— Task requirements —
I would like every line of the records below that contains the word "generated" copied.

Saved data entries

┌──

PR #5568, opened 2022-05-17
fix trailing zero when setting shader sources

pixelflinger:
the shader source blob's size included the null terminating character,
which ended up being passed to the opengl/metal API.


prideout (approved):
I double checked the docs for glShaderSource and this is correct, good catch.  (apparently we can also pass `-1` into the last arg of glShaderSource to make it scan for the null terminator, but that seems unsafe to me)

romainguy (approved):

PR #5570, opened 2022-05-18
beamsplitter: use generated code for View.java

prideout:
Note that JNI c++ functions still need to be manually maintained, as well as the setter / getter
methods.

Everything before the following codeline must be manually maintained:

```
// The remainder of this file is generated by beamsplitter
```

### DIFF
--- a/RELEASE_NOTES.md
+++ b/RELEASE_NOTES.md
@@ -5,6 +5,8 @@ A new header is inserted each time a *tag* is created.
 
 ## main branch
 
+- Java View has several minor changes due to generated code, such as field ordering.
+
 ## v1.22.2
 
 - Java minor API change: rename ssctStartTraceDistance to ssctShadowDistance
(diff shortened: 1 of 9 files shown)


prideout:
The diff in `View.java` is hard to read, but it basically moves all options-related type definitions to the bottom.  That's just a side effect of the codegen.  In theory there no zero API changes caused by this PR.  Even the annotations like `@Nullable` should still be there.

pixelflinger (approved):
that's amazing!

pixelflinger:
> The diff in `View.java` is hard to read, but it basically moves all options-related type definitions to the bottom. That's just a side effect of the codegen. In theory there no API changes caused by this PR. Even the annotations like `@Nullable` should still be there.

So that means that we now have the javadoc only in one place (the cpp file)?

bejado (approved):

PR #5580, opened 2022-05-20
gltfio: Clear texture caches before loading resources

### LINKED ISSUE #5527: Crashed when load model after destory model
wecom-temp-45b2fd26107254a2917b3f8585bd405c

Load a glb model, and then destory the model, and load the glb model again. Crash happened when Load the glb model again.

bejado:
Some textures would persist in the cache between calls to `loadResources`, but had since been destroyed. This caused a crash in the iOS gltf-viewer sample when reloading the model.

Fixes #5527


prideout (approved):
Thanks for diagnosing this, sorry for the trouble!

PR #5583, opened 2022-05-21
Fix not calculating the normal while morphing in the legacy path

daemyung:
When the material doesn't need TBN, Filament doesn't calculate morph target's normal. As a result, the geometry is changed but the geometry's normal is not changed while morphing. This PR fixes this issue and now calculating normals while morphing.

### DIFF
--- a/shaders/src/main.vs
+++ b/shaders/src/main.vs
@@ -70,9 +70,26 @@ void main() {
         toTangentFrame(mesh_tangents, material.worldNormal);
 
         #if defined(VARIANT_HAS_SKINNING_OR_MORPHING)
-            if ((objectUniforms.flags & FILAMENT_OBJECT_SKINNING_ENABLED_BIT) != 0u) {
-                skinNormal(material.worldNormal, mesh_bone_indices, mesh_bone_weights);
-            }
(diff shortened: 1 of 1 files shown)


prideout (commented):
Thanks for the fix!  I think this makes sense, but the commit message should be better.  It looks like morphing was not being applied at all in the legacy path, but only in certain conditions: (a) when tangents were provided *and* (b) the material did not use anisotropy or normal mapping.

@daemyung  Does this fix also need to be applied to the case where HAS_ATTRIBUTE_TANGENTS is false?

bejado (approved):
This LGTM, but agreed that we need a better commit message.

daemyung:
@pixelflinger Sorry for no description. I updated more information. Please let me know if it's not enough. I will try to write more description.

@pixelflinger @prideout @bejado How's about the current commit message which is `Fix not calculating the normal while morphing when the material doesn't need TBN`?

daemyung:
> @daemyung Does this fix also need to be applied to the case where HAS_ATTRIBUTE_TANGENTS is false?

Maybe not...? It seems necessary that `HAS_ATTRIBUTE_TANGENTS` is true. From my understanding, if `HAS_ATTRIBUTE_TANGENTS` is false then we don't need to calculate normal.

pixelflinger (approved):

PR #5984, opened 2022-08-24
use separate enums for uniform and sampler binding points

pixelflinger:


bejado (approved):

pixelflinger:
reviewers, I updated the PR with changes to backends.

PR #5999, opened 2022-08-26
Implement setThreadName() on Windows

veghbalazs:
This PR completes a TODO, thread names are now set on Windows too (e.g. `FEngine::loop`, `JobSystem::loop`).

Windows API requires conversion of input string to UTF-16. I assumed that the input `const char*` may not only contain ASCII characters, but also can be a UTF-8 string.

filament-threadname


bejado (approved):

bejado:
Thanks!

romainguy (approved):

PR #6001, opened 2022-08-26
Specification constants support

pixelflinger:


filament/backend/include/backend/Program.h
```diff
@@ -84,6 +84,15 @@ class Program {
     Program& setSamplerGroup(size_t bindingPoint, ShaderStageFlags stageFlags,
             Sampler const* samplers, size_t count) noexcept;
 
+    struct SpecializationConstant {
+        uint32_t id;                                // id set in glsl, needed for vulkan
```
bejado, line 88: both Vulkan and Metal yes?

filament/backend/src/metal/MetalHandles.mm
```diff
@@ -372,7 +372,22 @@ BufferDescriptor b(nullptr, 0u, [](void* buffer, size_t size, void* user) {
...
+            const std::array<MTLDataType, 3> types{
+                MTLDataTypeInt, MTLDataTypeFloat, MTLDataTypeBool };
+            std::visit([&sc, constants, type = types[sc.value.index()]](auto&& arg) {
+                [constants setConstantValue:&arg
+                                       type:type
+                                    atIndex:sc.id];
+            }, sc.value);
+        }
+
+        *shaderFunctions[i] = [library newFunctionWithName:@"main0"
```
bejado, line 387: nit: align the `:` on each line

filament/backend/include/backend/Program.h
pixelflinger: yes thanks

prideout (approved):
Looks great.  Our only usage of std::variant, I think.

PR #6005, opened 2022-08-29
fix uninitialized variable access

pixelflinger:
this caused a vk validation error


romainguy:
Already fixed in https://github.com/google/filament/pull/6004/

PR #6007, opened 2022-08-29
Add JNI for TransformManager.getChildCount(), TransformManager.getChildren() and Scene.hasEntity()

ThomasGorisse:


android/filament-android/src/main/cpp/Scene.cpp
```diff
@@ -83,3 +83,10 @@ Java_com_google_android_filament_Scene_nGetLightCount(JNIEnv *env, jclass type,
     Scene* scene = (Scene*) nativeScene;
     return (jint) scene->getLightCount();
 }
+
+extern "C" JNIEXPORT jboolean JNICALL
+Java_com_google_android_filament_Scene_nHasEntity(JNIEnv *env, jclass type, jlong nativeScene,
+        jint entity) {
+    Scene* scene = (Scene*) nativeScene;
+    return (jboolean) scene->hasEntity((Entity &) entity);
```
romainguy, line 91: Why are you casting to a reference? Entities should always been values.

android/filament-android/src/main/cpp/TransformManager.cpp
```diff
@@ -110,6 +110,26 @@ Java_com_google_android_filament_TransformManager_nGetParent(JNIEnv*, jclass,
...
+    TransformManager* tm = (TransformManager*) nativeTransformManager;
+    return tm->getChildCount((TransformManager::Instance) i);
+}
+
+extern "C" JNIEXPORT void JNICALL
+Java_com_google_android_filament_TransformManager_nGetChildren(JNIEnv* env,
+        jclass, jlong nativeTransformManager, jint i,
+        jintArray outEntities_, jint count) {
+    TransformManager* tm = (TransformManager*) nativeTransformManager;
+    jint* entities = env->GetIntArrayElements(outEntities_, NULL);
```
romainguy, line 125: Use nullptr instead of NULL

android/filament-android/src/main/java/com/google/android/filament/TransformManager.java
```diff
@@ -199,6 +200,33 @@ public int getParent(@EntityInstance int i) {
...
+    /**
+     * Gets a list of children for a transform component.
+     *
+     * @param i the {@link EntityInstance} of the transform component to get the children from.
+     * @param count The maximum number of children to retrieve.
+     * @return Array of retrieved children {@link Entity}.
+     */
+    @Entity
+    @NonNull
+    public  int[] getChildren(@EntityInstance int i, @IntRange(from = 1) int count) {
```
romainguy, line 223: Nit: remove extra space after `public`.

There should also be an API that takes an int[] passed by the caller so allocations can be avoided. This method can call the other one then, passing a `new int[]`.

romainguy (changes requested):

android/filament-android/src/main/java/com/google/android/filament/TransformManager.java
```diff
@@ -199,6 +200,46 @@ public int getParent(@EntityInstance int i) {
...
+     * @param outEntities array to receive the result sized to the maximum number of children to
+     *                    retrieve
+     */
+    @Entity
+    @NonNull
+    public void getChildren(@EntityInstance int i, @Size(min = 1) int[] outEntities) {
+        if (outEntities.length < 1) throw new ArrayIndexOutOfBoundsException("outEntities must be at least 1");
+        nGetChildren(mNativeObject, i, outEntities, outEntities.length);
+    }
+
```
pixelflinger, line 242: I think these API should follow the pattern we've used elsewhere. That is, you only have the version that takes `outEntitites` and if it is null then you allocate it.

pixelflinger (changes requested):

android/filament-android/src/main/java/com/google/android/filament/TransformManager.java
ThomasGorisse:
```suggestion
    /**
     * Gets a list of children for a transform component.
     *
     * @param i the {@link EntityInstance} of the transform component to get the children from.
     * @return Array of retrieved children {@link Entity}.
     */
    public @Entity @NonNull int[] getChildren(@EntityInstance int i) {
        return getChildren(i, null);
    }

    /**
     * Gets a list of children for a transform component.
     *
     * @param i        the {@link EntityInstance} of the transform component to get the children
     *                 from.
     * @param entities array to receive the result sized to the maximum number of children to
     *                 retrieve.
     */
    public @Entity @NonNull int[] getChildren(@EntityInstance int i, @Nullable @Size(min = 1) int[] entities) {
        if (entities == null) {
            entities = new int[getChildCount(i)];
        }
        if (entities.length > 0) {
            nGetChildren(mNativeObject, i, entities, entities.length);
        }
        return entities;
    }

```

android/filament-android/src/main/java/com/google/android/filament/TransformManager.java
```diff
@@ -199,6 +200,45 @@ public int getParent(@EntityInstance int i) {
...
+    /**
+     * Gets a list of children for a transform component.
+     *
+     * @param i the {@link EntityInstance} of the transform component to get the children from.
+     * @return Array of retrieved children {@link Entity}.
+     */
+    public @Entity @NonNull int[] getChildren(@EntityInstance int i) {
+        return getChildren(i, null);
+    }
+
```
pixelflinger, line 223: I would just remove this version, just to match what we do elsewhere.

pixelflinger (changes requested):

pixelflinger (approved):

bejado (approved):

└──

— Answer for this exercise —
beamsplitter: use generated code for View.java
// The remainder of this file is generated by beamsplitter
+- Java View has several minor changes due to generated code, such as field ordering.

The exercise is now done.